Giorno per giorno – 03 Giugno 2016

Carissimi,
“Chi di voi se ha cento pecore e ne perde una, non lascia le novantanove nel deserto e va dietro a quella perduta, finché non la ritrova? Ritrovatala, se la mette in spalla tutto contento, va a casa, chiama gli amici e i vicini dicendo: Rallegratevi con me, perché ho trovato la mia pecora che era perduta” (Lc 15, 4-6). Stasera, a casa di dona Dalva (che contende al nostro Divino la risata più simpatica di tutta la città), ci dicevamo che, contrariamente a quello che avevano suggerito i primi intervenuti a commentare il vangelo, la casa del Padre non è necessariamente la chiesa e neppure la nostra comunità, ma è, facendo riferimento alla festa che si celebra oggi, il suo cuore, che supera i confini delle chiese e delle religioni, per abbracciare tutti. Gesù è venuto a farcelo sapere: non c’è nessuno che possa sfuggire ai lacci del suo amore. E quando qualcuno pretende di allontanarsene, il Padre non ci resta male per sé, non borbotta: ma guarda questo, che ingrato! Se ne va così, con tutto quello che ho fatto per lui! È solo preoccupato per l’altro, per il timore che si ritrovi solo, sperduto, indifeso, disorientato. Per questo non esita a lasciare tutti gli altri, i garantiti, per mettersi sulle sue tracce, a cercarlo. E, trovatolo, chiedergli, senza nessun inutile rimbrotto: Ti serve qualcosa? Restituendolo, subito dopo alla libertà della comunione fraterna. Perché noi siamo nati per questo. E, tutto bene, ogni tanto ci può anche venire voglia di sgattaiolare fuori in cerca di improbabili avventure, che, dalle prigioni del nostro egoismo, in cui ci saremo cacciati, ci faranno scoprire che l’avventura più bella (e più trasgressiva, rispetto al Sistema che ci ritroviamo) è quella che ci porta, seguendo i voli del suo Spirito, a costruire relazioni sempre più ricche ed estese, a misura del mondo. I veri devoti del cuore di Gesù è a questo che si sentono impegnati: consentire a tutti, quale ne sia la religione, la nazione, la cultura, l’estrazione sociale, la condotta morale, di comprendere, attraverso i loro gesti, parole, azioni, “quale sia l’ampiezza, la lunghezza, l’altezza e la profondità, e di conoscere l’amore di Cristo che supera ogni conoscenza, perché tutti siano ricolmi di tutta la pienezza di Dio” (Ef 3, 18-19).

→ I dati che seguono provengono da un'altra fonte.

PR #11964, opened 2026-07-21
feat(mocker): add targeted request cancellation

connorcarpenter15:
## Overview:

Add targeted request cancellation to the shared live Mocker scheduler as a follow-up to #11960.

This is the cancellation-only prerequisite for sidecar-facing Mocker adapters. It intentionally excludes the `LiveEngine`, bounded output channels, and protocol-specific adapters.

Scope note: this PR stops at the `lib/mocker` live-scheduler boundary. The existing `lib/llm::MockEngine` context-stop and response-stream-drop paths do not yet call the new cancellation lane. That end-to-end integration is tracked by [DIS-2478](https://linear.app/nvidia/issue/DIS-2478/wire-mockengine-lifecycle-cancellation-into-the-mocker-scheduler), including disaggregated cancellation coverage.

## Details:

- Add an idempotent `CancelRequest` scheduler command for vLLM and SGLang requests.
- Add a dedicated cancellation lane that remains responsive during modeled passes and in aggregated workers without enabling general lifecycle controls there.
- Cooperatively yield during productive zero-duration passes so external cancellation and shutdown tasks can run on current-thread Tokio runtimes.
- Remove cancelled scheduler state and suppress pending output immediately. During a modeled pass, published running/waiting metrics refresh at the next pass boundary; exact mid-pass metrics are deferred rather than adding an O(all resident requests) snapshot to every pass.
- Update offline replay accounting for applied request cancellations.
- Cover waiting/running cancellation for both engines, mid-pass cancellation at the shared live boundary, explicit pending-output discard after an idempotent `Noop`, and offline in-flight cleanup.
- Replace the inherited self-triggered shutdown test with current-thread external-canceller regression coverage.

- `lib/mocker/src/scheduler/live_boundary.rs`
- `lib/mocker/src/scheduler/vllm/core.rs`
- `lib/mocker/src/scheduler/sglang/core.rs`

## Related Issues

- [DIS-2478: Wire MockEngine lifecycle cancellation into the Mocker scheduler](https://linear.app/nvidia/issue/DIS-2478/wire-mockengine-lifecycle-cancellation-into-the-mocker-scheduler)
- [DIS-2473: Expose Mocker as a live request engine for sidecar adapters](https://linear.app/nvidia/issue/DIS-2473/expose-mocker-as-a-live-request-engine-for-sidecar-adapters)
- Depends on #11960
- Relates to #11873

## Testing

- `cargo test -p dynamo-mocker` (525 passed, 1 ignored)

## Summary by CodeRabbit

* **New Features**
  * Added request cancellation support across live scheduling workflows.
  * Cancellations now work for requests that are waiting or actively running.
  * Pending output can be discarded when a request is cancelled.

* **Bug Fixes**
  * Corrected in-flight request accounting after successful cancellation.
  * Prevented cancelled requests from delivering pending output.

### DIFF
--- a/lib/mocker/src/scheduler/live_boundary.rs
+++ b/lib/mocker/src/scheduler/live_boundary.rs
@@ -1,7 +1,7 @@
 // SPDX-FileCopyrightText: Copyright (c) 2026 NVIDIA CORPORATION & AFFILIATES. All rights reserved.
 // SPDX-License-Identifier: Apache-2.0
 
-use std::collections::{HashMap, VecDeque};
+use std::collections::VecDeque;
 use std::future::Future;
 use std::pin::Pin;
 use std::sync::{Arc, Mutex};
@@ -24,12 +24,6 @@ use crate::scheduler::{
 use tokio::sync::{mpsc, watch};
 use tokio_util::sync::CancellationToken;
 use uuid::Uuid;
-
-#[derive(Clone, Copy, Debug, Eq, PartialEq)]
-pub(crate) enum RequestResidency {
-    Running,
-    Waiting,
-}
 
 #[derive(Clone, Copy, Debug, Eq, PartialEq)]
 enum PublishedEffect {
@@ -64,8 +58,6 @@ pub(crate) trait LiveBoundaryCore {
     fn live_metrics(&self) -> MockerMetrics;
 
     fn pass_boundary_metrics(&self, pass_metrics: MockerMetrics) -> MockerMetrics;
-
-    fn visit_live_request_residencies(&self, visitor: &mut dyn FnMut(Uuid, RequestResidency));
 
     fn live_internal_deadline_ms(&self) -> Option<f64> {
         None
@@ -307,7 +299,6 @@ pub(crate) struct LiveEffectsPublisher {
     kv_event_publishers: KvEventPublishers,
     fpm_publisher: FpmPublisher,
     captured_kv_events: DeferredKvPublishBuffer,
-    visible_residencies: Mutex<HashMap<Uuid, RequestResidency>>,
     #[cfg(test)]
     publication_log: Option<std::sync::Arc<std::sync::Mutex<Vec<PublishedEffect>>>>,
 }
@@ -641,7 +632,6 @@ impl LiveEffectsPublisher {
             kv_event_publishers,
             fpm_publisher,
             captured_kv_events,
-            visible_residencies: Mutex::new(HashMap::new()),
             #[cfg(test)]
             publication_log: None,
         }
@@ -654,11 +644,6 @@ impl LiveEffectsPublisher {
     ) -> Self {
         self.publication_log = Some(log);
         self
-    }
-
-    #[cfg(test)]
-    fn published_metrics(&self) -> MockerMetrics {
-        self.metrics_tx.borrow().clone()
     }
 
     pub(crate) fn capture_pass(&self, pass: EnginePassResult) -> PendingLivePass {
@@ -731,7 +716,6 @@ impl LiveEffectsPublisher {
         // disappeared. Those cleanup events belong to this same boundary.
         self.publish_router_effects(self.captured_kv_events.drain(), None);
         self.publish_lifecycle(pending.pass.lifecycle_events).await;
-        self.refresh_visible_residencies(core);
         let metrics = core.pass_boundary_metrics(pending.pass.mocker_metrics);
         self.record(PublishedEffect::Metrics);
         let _ = self.metrics_tx.send(metrics);
@@ -772,10 +756,6 @@ impl LiveEffectsPublisher {
         now_ms: f64,
     ) -> Option<SchedulerCommandResult> {
         let SchedulerCommandEnvelope { command, reply } = envelope;
-        let cancellation_id = match &command {
-            SchedulerCommand::CancelRequest { request_id } => Some(*request_id),
-            _ => None,
-        };
         let result = core.apply_live_command(command, allow_destination_admission, now_ms);
         match result {
             Ok(mut effects) => {
@@ -791,33 +771,10 @@ impl LiveEffectsPublisher {
                 }
                 self.record(PublishedEffect::Ack);
                 let _ = reply.send(Ok(effects));
-                let cancelled_residency = if command_result == SchedulerCommandResult::Applied {
-                    cancellation_id.and_then(|request_id| {
-                        self.visible_residencies.lock().unwrap().remove(&request_id)
-                    })
-                } else {
-                    None
-                };
                 if allow_destination_admission {
                     self.publish_lifecycle(lifecycle_events).await;
-                    self.refresh_visible_residencies(core);
                     self.record(PublishedEffect::Metrics);
                     let _ = self.metrics_tx.send(core.live_metrics());
-                } else if let Some(residency) = cancelled_residency {
-                    // The core has already executed the pending pass. Update
-                    // only the queue where this request lived at the last
-                    // published boundary; aggregate post-pass metrics cannot
-                    // identify which visible request was cancelled.
-                    let mut published = self.metrics_tx.borrow().clone();
-                    let visible_count = match residency {
-                        RequestResidency::Running => &mut published.running_requests,
-                        RequestResidency::Waiting => &mut published.waiting_requests,
-                    };
-                    if *visible_count > 0 {
-                        *visible_count -= 1;
-                        self.record(PublishedEffect::Metrics);
-                        self.metrics_tx.send_replace(published);
-                    }
                 }
                 Some(command_result)
             }
@@ -827,14 +784,6 @@ impl LiveEffectsPublisher {
                 None
             }
         }
-    }
-
-    fn refresh_visible_residencies<C: LiveBoundaryCore>(&self, core: &C) {
-        let mut visible_residencies = self.visible_residencies.lock().unwrap();
-        visible_residencies.clear();
-        core.visit_live_request_residencies(&mut |request_id, residency| {
-            visible_residencies.insert(request_id, residency);
-        });
     }
 
     pub(crate) async fn retry_destinations<C: LiveBoundaryCore>(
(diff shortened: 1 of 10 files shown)


lib/mocker/src/scheduler/live_boundary.rs
```diff
@@ -319,48 +329,56 @@ impl PendingLivePass {
...
         let internal_deadline = wait_for_internal_deadline(scheduler_start, internal_deadline_ms);
         tokio::pin!(internal_deadline);
         tokio::select! {
             biased;
             _ = cancel_token.cancelled() => return false,
-            command = command_rx.recv() => {
+            cancellation = cancellation_rx.recv() => {
+                let Some(cancellation) = cancellation else {
+                    return false;
+                };
```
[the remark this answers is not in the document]
connorcarpenter15: Confirmed that this does not require a code change. `LiveSchedulerState` already owns an `Arc<LiveCancelGuard>`; dropping the final scheduler handle cancels the actor token even if an independently cloned `request_sender()` remains. That pre-existing ownership model means a request-sender clone never kept the scheduler actor alive. The cancellation-token branch is also biased ahead of the closed cancellation-channel branch, so the new channel does not change the handle-drop lifetime semantics.

lib/mocker/src/scheduler/live_boundary.rs
```diff
@@ -684,19 +799,64 @@ impl LiveEffectsPublisher {
...
+        self.visible_residencies
+            .lock()
+            .unwrap()
+            .retain(|request_id, residency| {
+                let Some(current) = core.live_request_residency(*request_id) else {
+                    return false;
+                };
+                *residency = current;
+                true
+            });
```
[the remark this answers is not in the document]
connorcarpenter15: Good catch. Fixed in `1c00009c28`. The live boundary now rebuilds `visible_residencies` from a complete core snapshot at pass and command metrics publication boundaries for both vLLM and SGLang, so ordinary `request_tx` submissions are included. I also removed the test-only residency setter; the existing mid-pass cancellation regression now obtains residency through the snapshot and fails against the previous retain-only implementation. `cargo fmt`, Clippy, and the full `dynamo-mocker` suite pass (523 passed, 1 ignored).

PeaBrane (commented):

Dunque, oggi, la Chiesa cattolica celebra la Festa del Sacro Cuore di Gesù, che, istituita su base locale nel 1765 da Clemente XIII, fu estesa da Pio IX, nel 1856, a tutta la Chiesa. Scrive Karl Rahner nel suo saggio dal titolo “Ecco quel cuore”: “Il termine cuore non significa già amore. Questo centro intimo e corporeo dell’essere umano personale, che confina col mistero assoluto, secondo la sacra Scrittura può essere anche perverso e costituire l’abisso insondabile, nel quale sprofonda il peccatore, che si rifiuta d’amare. Il cuore può restare vuoto di amore e può essere molto periferico ciò che si potrebbe chiamare ancora amore. L’uomo apprende per la prima volta che il più intimo della realtà umana è l’amore […] soltanto quando egli arriva a conoscere il Cuore del Signore. ‘Ecco quel cuore che ha tanto amato gli uomini’: questa non è un proposizione analitica derivata dal concetto di cuore, ma la conseguenza sconvolgente della esperienza della storia della salvezza”.

I testi proposti alla nostra riflessione dalla liturgia della Festività odierna sono tratti da:
Profezia di Ezechiele , cap.34, 11-16; Salmo 23; Lettera ai Romani, cap.5, 5b-11; Vangelo di Luca, cap. 15, 3-7.

La preghiera del Venerdì è in comunione con i fedeli della Umma islamica, che confessano l’unicità del Dio clemente e misericordioso.

Il nostro calendario ci porta oggi la memoria di Carlo Lwanga e compagni, martiri in Uganda, Giovanni XXIII, il papa del Concilio, e Otto Neururer, martire sotto il regime nazista.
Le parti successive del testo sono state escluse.